Sunday, June 25, 2006

An Offer I Can Refuse

My brother showed me his newest Playstation game a few days ago, Godafther: The Game. I watched the intro, which featured the actual voice of Marlon Brando in what was probably his last performance.
I saw two animated figures speaking with the voices of James Caan and Robert Duvall--there they were, doing a scene with each other as Sonny and Tom for the first time since 1972. There was Fredo, there was Clamenza. Abe Vigoda showed up as Tessio. And this was just the first five or ten minutes.

I had two impulses and had to make choice as to which one to follow:

1)I could find the people responsible for this game and hunt them down, one by one, using the movie they defiled as a template to ruin their lives until they begged for an end to their pain.

Or

2)I could sit and play the game for 80 straight hours.

I don't mind telling you, it was close. Suffice it to say, the fuckers who did this to The Godfather are still walking the earth. And I can't seem to get past Enforcer.

The game is your basic Grand Theft Auto ripoff overlaid onto 1940's New York City. In the "story," you're a low-level mob thug who keeps running into important events from the first Godfather movie. You're there when Don Corleone gets shot, you're there when Clamenza offs Paulie, you leave the gun and take the cannoli. You're like an Italian Forrest Gump.

The map you're playing in is immense, with five neighborhoods all fully rendered. The idea is you're supposed to extort businesses, kill people, and work your way up to become the Don. The further you go in the game, the more money and power you accumulate, and you can afford the better weapons. Of course, if you don't want to use them you can always choke someone to death with your bare hands--and listen to their neck snap with a satisfying click.

The reason I'm stuck at enforcer is because it takes fifteen fingers to play. You have four buttons in front, eight on the pad, two omni-directional joysticks, and two triggers. Going upstairs is like trying to pilot the Enterprise. One wrong move and the camera angle starts spinning and suddenly in the middle of a gunfight you're staring at the back of your own head. It's a pain in the ass.

Since you're asking, the game's scariest feature is the clock which is on you at all times. It will tell you exactly how many hours, minutes, and seconds you've wasted playing. It forces you to see this information. It simply won't not tell you.

However, it is a lot of fun to play. Hand-eye workout, subconscious venting of aggression, whatever. You get to drive around and shoot people. You get to beat up innocent immigrant shopkeepers and rob their till. Even so, the experience is ruined every time you're reminded that this is the world of The Godfather.

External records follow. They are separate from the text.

PR #1357, opened 2022-11-11
Update nf-wingdi-createbitmap.md

DJm00n:
Fix long standing lpBits stride doc issue in CreateBitmap function
Add stride calculation formula from [BITMAPINFOHEADER structure docs](https://learn.microsoft.com/en-us/windows/win32/api/wingdi/ns-wingdi-bitmapinfoheader#calculating-surface-stride).
Same formula was in old [“DIBs and Their Use” article](https://learn.microsoft.com/previous-versions/ms969901(v=msdn.10)) from 1992.

Looks like **WORD** to **DWORD** alignment requirement was changed somewhere around Windows 3.0 when processor architecture was changed from 16bit to 32bit.

### DIFF
--- a/sdk-api-src/content/wingdi/nf-wingdi-createbitmap.md
+++ b/sdk-api-src/content/wingdi/nf-wingdi-createbitmap.md
@@ -50,9 +50,6 @@ api_name:
  - CreateBitmap
 ---
 
-# CreateBitmap function
-
-
 ## -description
 
 The <b>CreateBitmap</b> function creates a bitmap with the specified width, height, and color format (color planes and bits-per-pixel).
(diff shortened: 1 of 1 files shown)


DJm00n:
I may be wrong and CreateBitmap() is a legacy 16bit API that inherited 16bit/**WORD** alignment requirement. Or there is <8 bpp сondition for **WORD** vs **DWORD** alignment.
In any case - it should be documented properly.
@oldnewthing can you please elaborate?

stevewhims:
Thanks, I've forwarded to product team for their review.

-Steve

oldnewthing:
My quick check suggests that the existing text is correct. The bitmap data for CreateBitmap is still WORD aligned, not DWORD.

X24MS:
> My quick check suggests that the existing text is correct. The bitmap data for CreateBitmap is still WORD aligned, not DWORD.

I think so too.  I think we can share this check to make the world an easier place to navigate -

### -param lpBits [in]

A pointer to an array of color data used to set the colors in a rectangle of pixels. Each scan line in the rectangle must be word aligned (scan lines that are not word aligned must be padded with zeros).  The buffer size expected, cj, can be calculated using the formla:

    cj = (((nWidth*nPlanes*nBitCount + 15) >> 4) << 1) * nHeight;
        
If this parameter is <b>NULL</b>, the contents of the new bitmap is undefined.

stevewhims:
Thanks, all! I've updated the PR with the suggested content, and merged.

-Steve

DJm00n:
Thank you all for clarifying! This buffer size calculation was really annoying.

PR #1612, opened 2023-08-21
Add C++/WinRT links to IInspectable member functions

citelao:
Today, the documentation IInspectable's member functions (`GetIids`, `GetRuntimeClassName`, and `GetTrustLevel`) does not mention their C++/WinRT equivalents. These wrappers are not obvious, since they are free functions in C++/WinRT and member functions in raw WinRT, _plus_ they are named differently in C++/WinRT.

This change adds simple links to the C++/WinRT helper.


stevewhims:
"See also" should be just a list of links, so I removed the annotations. If we want that kind of explanation, maybe put the link plus annotation in Remarks, or somewhere else in the body of the topic.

Keep in mind here, Mario Puzo is dead and Francis Ford Coppola was firmly against the idea. There you have it--the two people who created The Godfather would not or could not participate. That should be enough to never make the game. But if you're going to have to make one, use the mob premise. Use the design, okay? But at least have the decency not to use the characters from the film.

This game sprays Brando and Caan and Duvall all over the place, spouting dialogue that Patrick Swayze wouldn't be caught delivering. Al Pacino, God bless him, turned them down. When you meet Michael Corleone, he doesn't look or sound anything like Michael Corleone.

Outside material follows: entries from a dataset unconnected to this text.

PR #1614, opened 2023-08-26
Document unexpected CheckColorSpaceSupport() behaviour

Filoppi:
CheckColorSpaceSupport() doesn't seem to ever return that scRGB is supported, even if the monitor is running in HDR and even if you can call SetColorSpace1() and set the swapchain to scRGB succesfully.

Maybe the documentation page should specify that it checks for the current color space of the monitor? Which of course isn't ever scRGB as of 2023.
In that case, the name of the function would be confusing.
Though maybe it's just an unintended bug?
Your own code samples seem to not have been affected by that issue:
https://github.com/microsoft/Windows-universal-samples/blob/main/Samples/D2DAdvancedColorImages/cpp/D2DAdvancedColorImages/DeviceResources.cpp#L329
but all my tests on multiple machines show that `DXGI_COLOR_SPACE_RGB_FULL_G10_NONE_P709` always returns as unsupported. This has been confirmed by multiple people.
Proof:
https://github.com/dolphin-emu/dolphin/blob/master/Source/Core/VideoBackends/D3DCommon/SwapChain.cpp#L166

### DIFF
--- a/sdk-api-src/content/dxgi1_4/nf-dxgi1_4-idxgiswapchain3-checkcolorspacesupport.md
+++ b/sdk-api-src/content/dxgi1_4/nf-dxgi1_4-idxgiswapchain3-checkcolorspacesupport.md
@@ -1,7 +1,7 @@
 ---
 UID: NF:dxgi1_4.IDXGISwapChain3.CheckColorSpaceSupport
 title: IDXGISwapChain3::CheckColorSpaceSupport (dxgi1_4.h)
-description: Checks the swap chain's support for color space. Some color spaces like `DXGI_COLOR_SPACE_RGB_FULL_G10_NONE_P709` (scRGB) might be returned as unsupported even if calling <a href="windows/win32/api/dxgi1_4/nf-dxgi1_4-idxgiswapchain3-setcolorspace1">SetColorSpace1</a> would succesfully set them, independently of whether the current display in running in Advanced Color mode or not.
+description: Checks the swap chain's support for color space.
 helpviewer_keywords: ["CheckColorSpaceSupport","CheckColorSpaceSupport method [DXGI]","CheckColorSpaceSupport method [DXGI]","IDXGISwapChain3 interface","IDXGISwapChain3 interface [DXGI]","CheckColorSpaceSupport method","IDXGISwapChain3.CheckColorSpaceSupport","IDXGISwapChain3::CheckColorSpaceSupport","direct3ddxgi.idxgiswapchain3_checkcolorspacesupport","dxgi1_4/IDXGISwapChain3::CheckColorSpaceSupport"]
 old-location: direct3ddxgi\idxgiswapchain3_checkcolorspacesupport.htm
 tech.root: direct3ddxgi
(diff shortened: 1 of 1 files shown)


Filoppi:
I made some tests regarding this, and it seems like the function is exclusively returning true if the swap chain is already in the color space that was queried, or if it's supported as a display output mode.

For example, querying for `DXGI_COLOR_SPACE_RGB_FULL_G2084_NONE_P2020` always returns true on my system, because my monitor supports BT.2020. On SDR monitors, it returns false.
But querying for `DXGI_COLOR_SPACE_RGB_FULL_G10_NONE_P709` exclusively returns true if the swap chain had been changed to that color space through `SetColorSpace1()`, or if it had been created with `DXGI_FORMAT_R16G16B16A16_FLOAT` as `DXGI_SWAP_CHAIN_DESC::format`.

Another sample:
https://github.com/SpecialKO/SKIF/blob/c912d15f8a7c7bd683d81b9a5d7306f5bc3e5879/src/imgui/D3D11/imgui_impl_dx11.cpp#L1417

It seems like there's either a bug underneath, or that the documentation and naming of this function is a bit lacking :).
Thanks.

stevewhims (changes requested):
The new info in the description YAML field needs moving to the description section in the body of the topic, or into Remarks.

And the url needs a leading forward slash.

Filoppi (commented):
Solved

Filoppi:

I know, I know. Don't hate the game, hate the players. Those actors had a choice not to piss on the memory of their most acclaimed roles and they took the money instead. Blame them. And don't worry--I do. They're all on my list of people who no longer Deserve Respect (which is keeping all of them up at night, I know).

So there's nothing to be done. The game is out there. I've seen it and played it and want to keep playing it even though I know it's evil--evil in its conception and evil in its production (and you know, the bloody, ruthless depiction of mass murder isn't exactly God's work either).

My brother has been very sympathetic of my dilemma. He has offered me a loan to get me past this--his Playstation, the Godfather game, and MLB 2005. Apparently, he feels like I no longer need food or sleep to function. He's a good friend, isn't he?